International domain names get a bit closer and more European-friendly
In early 2009, the Internet Engineering Task Force (IETF) plans to adopt the update for international domain names (IDN) discussed since the beginning of this year. This became evident in the talks at the developers' meeting in Minneapolis this week. One of the new entries on the list of characters allowed for domains that don't use the ASCII character set will be the German "eszet" or "scharfes S" character ("ß"), which has been excluded from the IDN standards (RFC3490, RFC3492) until now. It won't make an immediate difference for German internet users, though – domains containing an eszet will continue to replace it with ss. Marcos Sanz, who represents the German internet registrar DeNIC in the IETF's IDN working groups, said in Minneapolis that DeNIC welcomes the additional possibility. He said, however, DeNIC has so far not decided how and when to make use of this new registration option. Sanz said it is important to consider that many users rely on the current mapping rules and state their contact addresses with the ß character accordingly.
Up until the last moment, there were discussions within the IETF about the extent to which registries should be allowed to determine their own special language characteristics and how to use them. The authors of the voluminous new standards series about internationalised domains to be adopted as IDNA 2008 advocated stricter rules within the actual standard documents.
On the other hand, Vinton Cerf said that "in terms of the numerous special requests we strongly depend on the registries". The IETF's board asked the Turing Award 2004-winning co-author of IP to lead the hot-headed working group. Cerf said that the registries know best about language specific problems. In Minneapolis, he strongly advised to hold a final consultation with representatives of the Arabic countries, whose alphabet-related problems make the Germany's single "eszet" character seem rather unimportant. A separate standard document called BIDI, for example, allows domain names to be written from right to left. The current "consultation" relates to the various numbering systems within the Arabic language community.

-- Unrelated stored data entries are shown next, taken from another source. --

PR #6143, opened 2026-08-13
fix(auth): prevent cross-org account takeover via Okta SSO

ancorcruz:
Part of INT-203

## Context

Okta sign-in resolves the integration from the email domain, then exchanges the authorization code and fetches user identity from the host configured on that integration. The host is admin-configurable, and sign-in just-in-time (JIT) provisioned a membership for whatever email the host returned. An admin of any Okta-enabled organization could therefore point the host at a server they control and receive a session for an unrelated, existing user — a cross-organization account takeover.

Entra ID is unaffected: it fetches identity from a fixed Microsoft Graph endpoint rather than an admin-supplied host.

## Changes

- **Cross-org guard (the fix).** Reject Okta sign-in when the resolved email belongs to an existing user who is not an active member of the integration's organization. Brand-new users are still provisioned on the fly, and existing members keep signing in — so enabling Okta on an organization with existing members is unaffected. Adding an existing user to another organization now goes through an invite.
- **Case-insensitive userinfo email compare.** Okta does not guarantee the casing of the email it returns, so a user whose Okta email differed only in case from the address they typed was wrongly rejected. Aligns with Entra ID.
- **Host format validation (defense-in-depth).** The configured host is interpolated into the authorize/token/userinfo URLs, so restrict it to a bare host segment to prevent URL injection / SSRF. Only an explicitly configured host is validated; the derived `<organization_name>.okta.com` default and custom Okta domains such as `login.acme.com` remain valid.

If merged before #6146, existing users invited to Okta enabled organizations won't be able to accept the invite and join the organization. I'd still merge it as this fixes a security issue.

### DIFF
--- a/app/services/auth/okta/login_service.rb
+++ b/app/services/auth/okta/login_service.rb
@@ -20,6 +20,10 @@ module Auth
         query_okta_access_token
         check_userinfo(result.email)
 
+        if existing_user_outside_organization?
+          return result.single_validation_failure!(error_code: "user_does_not_belong_to_organization")
+        end
+
         find_or_create_user
         find_or_create_membership
 
@@ -40,6 +44,13 @@ module Auth
       private
 
       attr_reader :code, :state
+
+      def existing_user_outside_organization?
+        user = User.find_by(email: result.email)
+        return false if user.nil?
+
+        !user.memberships.active.exists?(organization_id: result.okta_integration.organization_id)
+      end
 
       def generate_token
         result.token = Utils::AuthToken.encode(user: result.user, login_method: Organizations::AuthenticationMethods::OKTA)
--- a/app/services/auth/okta/login_service.rb
+++ b/app/services/auth/okta/login_service.rb
@@ -27,7 +27,7 @@ module Auth
         find_or_create_user
         find_or_create_membership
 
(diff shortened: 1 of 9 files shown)


app/services/auth/okta/login_service.rb
endenis: Hmmm should this check only the organization of the `result.okta_integration` and not all active organizations of the user?

ancorcruz: fixed, also for Entra.

checks both, orga has integration enabled and user active organizations includes the organization.

app/services/auth/okta/login_service.rb
```diff
@@ -20,10 +20,14 @@ def call
         query_okta_access_token
         check_userinfo(result.email)
 
+        if existing_user_outside_organization?
```
endenis, line 23: This fixes the login service but the [Okta::AcceptInviteService](https://github.com/getlago/lago-api/blob/e941ecdfe286db4c79bac4e094616f67d12aafd0/app/services/auth/okta/accept_invite_service.rb#L15-L30) is still vulnerable to this attack

ancorcruz: thanks for raising,

I have added a guard clause to ensure that flow is now safe. Existing users will have to authenticate first with the changes you have made in #6146

endenis (approved):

Apart from the Western numbers 1,2,3, ..., which came to Europe from India via the Arabic countries, Arabic languages also use classical Eastern Arabic numerals, also called Indic numerals. Things get complicated because the numbers four, five and six are written differently in the Eastern and Western Arabic countries. The problem was further complicated by Unicode, the organisation that takes inventory and files the code of languages. Instead of just giving different character codes to the three character variations, Unicode gave different character codes to the entire two sets of numbers. As a result, the Arabic number one matches two different Unicode character codes, depending on whether the Unicode character set for Western Arabic or Eastern Arabic is used.
If the two character sets are adopted and used in parallel, the overlap will at best cause confusion, at worst it will be exploited by phishers. Arabic language experts have now been asked to help decide whether to adopt only one of the character sets, whether to restrict domains to using one specific character set, or whether to only stipulate that the numbers can't appear right next to each other. Some observers think that the deadline of two weeks is much too short, warning that the whole standardisation process is far too driven by Western experts. Indeed it sometimes seems rather peculiar that Americans and Europeans should argue about the finer aspects of Persian, Urdu or Dhivehi – the language spoken in the Maldives.